There might be very few things better in this world than a salty, hot, carb-heavy ramen, followed by a sweet, sharp, cool green tea ice cream.

And there might not be many places in Dubai who are doing it better than Chef Shinji Tan iuchi at Bento-ya Kitchen on Sheikh Zayed Road.

With four tables downstairs and five upstairs, Bento-ya lives in a Dubai of old, oblivious to advances in central air-conditioning and interior design. I’ve been going through a phase of enjoying and understanding the restaurants that make up the heart and soul of Dubai’s quiet food revolution. It’s not like I am on a mission to become a voice for the culinary unheard, a Luke Cage of the restaurant world, but it is certainly necessary to recognize their importance to this wonderful industry.

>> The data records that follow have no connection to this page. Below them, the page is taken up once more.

PR #551, opened 2021-10-11
config refactor + add tendermint consensus.timeout_commit config

### LINKED ISSUE #526: refactor tendermint_node run fn
Refactor `tendermint_node::run` fn to use a config for all the values passed to it. The variables for Tendermint could be split into another struct `config::Tendermint` to be used inside the `config::Ledger`, e.g.:
```
pub struct Tendermint {
    pub tendermint: PathBuf,
    pub rpc_address: SocketAddr,
    pub p2p_address: SocketAddr,
    pub p2p_persistent_peers: Vec<tendermint::net::Address>,
    pub p2p_pex: bool,
}
```

_Originally posted by @tzemanovic in https://github.com/anoma/anoma/pull/488#r723990497_

tzemanovic:
closes #526 

- 083e073: only re-ordering definitions in the config mod
- 28ece77: organize config fields into sub-structs
- 4f3d0cf: added `consensus.timeout_commit` config, we'll want to use this for testnet
- 19f3675: removed `rpc.timeout_broadcast_tx_commit` config, we're no longer using this to submit txs, instead we subscribe to application event via websocket

### DIFF
--- a/apps/src/lib/config/mod.rs
+++ b/apps/src/lib/config/mod.rs
@@ -292,7 +292,7 @@ impl Tendermint {
             ),
             p2p_persistent_peers,
             p2p_pex: true,
-            consensus_timeout_commit: tendermint::Timeout::from_str("10s")
+            consensus_timeout_commit: tendermint::Timeout::from_str("1s")
                 .unwrap(),
         }
     }


juped:
this e2e test failure looks like it might be a real one (error serializing to toml)?

PR #556, opened 2021-10-11
build: add targets to build release with docker

juped:
Add Makefile targets to build a release or a package via the
anoma-build Docker image defined in the root.


juped:
pls update ci

tzemanovic (approved):

PR #568, opened 2021-10-15
cleanup: don't commit protobuf build artifacts (reopened #389)

juped:
The contents of apps/src/lib/proto/generated and
shared/src/proto/generated are build artifacts. Remove them from the
repository, and add .gitignore files serving a dual purpose: keeping
the directories in the repository, like a .keep file, and ignoring
the generated artifacts (Rust sources).


Fraccaman:
pls restart ci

On the streets of Deira, the lower corridors of JLT and the backside pavements of SZR, hundreds and hundreds of restaurants open their doors every day, and provide a livelihood to their cooks, owners, serving staff and their families.

Sure, these big openings with big name chefs and superstar managers are important, high profile, and certainly enjoyable. However, for every one of those, there are twenty other restaurants industriously grafting away at their kitchen ranges, hidden from the spotlight of the media and the PR machines who follow lucrative restaurant accounts like vultures circling the Serengeti.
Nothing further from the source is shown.